Pak-India for joint efforts towards trust building


Pak-India for joint efforts towards trust building

ISLAMABAD: Top Indian and Pakistani diplomats pledged Thursday to strive for sustained dialogue to get the nations’ fragile relations back on track and deny militants space to derail the reconciliation process.

Indian foreign secretary, Nirupama Rao, and her Pakistani counterpart Salman Bashir held one-on-one talks and met with their teams to craft the agenda for a meeting of their ministers on July 15.

“Pakistan and India should work towards restoring confidence and building trust with a view to making it possible to have a comprehensive, sustained and meaningful dialogue,” Bashir told a joint news conference with Rao.

“After this engagement, I feel much more optimistic about a good outcome at the ministerial level and good prospects for the two countries in terms of our relationship,” he said.

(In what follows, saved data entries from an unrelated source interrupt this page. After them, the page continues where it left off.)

PR #1437, opened 2023-11-02
Remove old `grpc.ext`

directionless:
We haven't use `grpc` in many years, and we don't maintain this as a standalone extension. Even though it probably still works, it's better to remove this, than maintain it. 

If people miss it, we can investigate bringing it back


RebeccaMahany (approved):
🔥

Issue #1433, opened 2023-10-31
launcher doctor output looks malformed on Windows


RebeccaMahany:
Emojis are not properly encoded when running `& "C:\Program Files\Kolide\Launcher-kolide-k2\bin\launcher.exe" doctor | Out-String` in PowerShell on Windows. This issue is to make the output look reasonable. Dealing with encoding in PowerShell when working on the notifications was a pain -- I think it's probably not worth it to pursue emoji support just for doctor on Windows, and write out `Passing|Warning|Failing` or similar instead of the emoji on Windows.

If possible, it would be nice to be able to run `launcher.exe doctor` without having to pipe to `Out-String` to view the results, as well.

directionless:
> If possible, it would be nice to be able to run `launcher.exe doctor` without having to pipe to `Out-String` to view the results, as well.

Yeah... IIRC this is fallout from https://github.com/kolide/launcher/pull/1007 and our choice to have a single binary

directionless:
Well well.. [`AttachConsole`](https://learn.microsoft.com/en-us/windows/console/attachconsole?redirectedfrom=MSDN) might do it. And seems to have some go libraries. https://pkg.go.dev/github.com/minux/windows/attachconsole

RebeccaMahany:
AttachConsole looks like it should work -- I couldn't get it working with that exact package, but doing similar plus redirecting stdout seems to do the trick

Issue #1387, opened 2023-10-10
Fairly regular and unexplained terminations of launcher service on Windows


RebeccaMahany:
Event logs on Windows contain `The LauncherKolideK2Svc service terminated unexpectedly` fairly frequently. These are sometimes expected -- for example, when launcher autoupdates -- but I still see one or two a day that don't have a corresponding explanation in the launcher logs.

We had thought that these could be explained by throttling issues with modern standby (more details [here](https://github.com/kolide/launcher/pull/1284)), but I saw one happen while regression testing last week while my laptop was awake, so I think something else is going on.

We should try to write corresponding launcher logs when this event occurs -- maybe there's somewhere we're missing a call to `recover`?

The relevant event logs can be found by filtering Windows Logs => System with:

```
<QueryList>
  <Query Id="0" Path="System">
    <Select Path="System">*[System[Provider[@Name='Service Control Manager'] and (EventID=7031)]]</Select>
  </Query>
</QueryList>
```

directionless:
Ha. This issue was prescient. I think it's fixed by #1699 and the other recent panic work

PR #1438, opened 2023-11-03
Call AttachConsole for better output on Windows

RebeccaMahany:
Closes https://github.com/kolide/launcher/issues/1433

Fixes writing output to the terminal for:
* doctor
* flare
* version
* svc-fg


cmd/launcher/doctor.go
```diff
@@ -13,6 +13,9 @@ import (
 )
 
 func runDoctor(args []string) error {
+	attachConsole()
+	defer detachConsole()
```
directionless, line 17: I think we should do this everywhere but desktop. I'm not sure if it's easier to put this into main with an exception for dekstop, or in each piece

cmd/launcher/doctor.go
```diff
@@ -13,6 +13,9 @@ import (
 )
 
 func runDoctor(args []string) error {
+	attachConsole()
```
James-Pickett, line 16: should we log any returned errors?

directionless, line 16: This ignores the returned error. I think it's reasonable to continue execution, but we should either log the error here, or log it in `attachConsole` and return nothing

RebeccaMahany: If `attachConsole` fails, nothing will be printed without the user piping to `Out-String`, so I wasn't sure if printing the error message would be very useful. And since this is end user-facing, I wasn't sure if printing error messages about this failure would be appropriate, either. Thoughts?

cc @directionless since you left a similar comment.

RebeccaMahany: Consolidating discussion to https://github.com/kolide/launcher/pull/1438#discussion_r1382079870 🙂

cmd/launcher/doctor.go
RebeccaMahany: Looking through --

* I can add it to `flare` -- that gets us "Flare uploaded successfully" + the file name, so that seems useful
* Adding it to `interactive` breaks interactive
* Adding it to `version` makes sense
* I'm not sure why we'd want it for launcher proper stuff (runLauncher, windows service, windows service foreground, extension) and I am a little nervous that adding it there would break something
* `uninstall` isn't implemented on Windows so it doesn't hurt to add it there

directionless: I think we want it in `runLauncher` -- that's mostly going to be used by developers in a console window

`windows service foreground` is an interesting one. That's designed to run in the foreground to debug issues, it'll never run through the service manager. Probably needs it

cmd/launcher/doctor.go
directionless: Log them? I mean, sure, probably no one is going to look. But if someone ever files a bug report they'll be there...

cmd/launcher/doctor.go
RebeccaMahany: `runLauncher` is called by the Windows service and that's why I'm hesitant to add it there -- I'll try it out and see how it behaves.

I'll try adding it to foreground and see how it behaves.

cmd/launcher/doctor.go
RebeccaMahany: The logs for doctor only ever get written to stdout (unless someone happens to specify the root dir argument when running doctor), so they won't be available in the log file. They'll only be printed if the user is piping to `Out-String`, hence why I'm not sure if it's useful or appropriate.

cmd/launcher/doctor.go
RebeccaMahany: It works fine in foreground and I've added it there.

It also seems fine for `runLauncher`, tentatively, but I'm really not sure we gain a lot there for the risk that it affects something in an unexpected way.

directionless: Hrm. I guess that's a good question. I think there's value in getting console output for developers. But it's hard to quantify the risk. We used to run launcher without windowsgui, and that was fine. But this is different. I guess we can go either way

RebeccaMahany: I agree there's value in getting console output for developers -- I think my preference is to not add it for `runLauncher` now to avoid unnecessary risk on Windows since [this issue](https://github.com/kolide/launcher/issues/1387) is on my mind (knowing we're thinking of solving the output issue more cleanly and thoroughly in the future with a separate desktop binary).

directionless: Okay. Changing it is the status quo, so let's kick it forward.

directionless (approved):
Okay, happy to try!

Indian foreign secretary Nirupama Rao said India had raised concerns about terrorism and said the countries had to work together to deny militants the opportunity to sabotage their dialogue.

“We should jointly work together towards our goal of resolution of outstanding issues and also to dealing with the dangers, with the threat, with the evils of terrorism,” she said.

“We must deny terrorist elements any opportunity to derail the process of improvement of relations between our two countries.

“We owe it to our people to chart a way forward, to narrow differences and ensure collaborative engagement.”

Indian and Pakistani foreign ministers S.M. Krishna and Shah Mehmood Qureshi are scheduled to meet in Islamabad on July 15 — the third major contact in six months between countries that have fought three wars in 60 years.

Nuclear-armed India and Pakistan have started a tentative reconciliation process since relations crashed to a new low after Mumbai attacks that left 166 people dead in November 2008.

India and the United States blamed the attack on Lashkar-e-Taiba (LeT), a militant group based in Pakistan and linked to the Pakistani spy service.

New Delhi suspended a four-year peace process and demanded that Islamabad bring to justice the perpetrators of what is considered India’s September 11.

A Pakistani anti-terrorism court has charged seven suspects in connection with the Mumbai attacks, including alleged mastermind Zakiur Rehman Lakhvi and alleged LeT operative Zarar Shah, but Pakistan has said it needs more evidence.

The Indian and Pakistani prime ministers met in April on the sidelines of a regional summit in Bhutan, which set in motion a process to revive suspended contacts at various levels of government.

Thursday’s meeting was the first meeting in Islamabad between the foreign secretaries since May 2008.

Indian Home Minister P. Chidambaram is due to arrive in Islamabad for a meeting of the South Asian Association for Regional Cooperation on Thursday. He is expected to meet Pakistan’s Interior Minister Rehman Malik.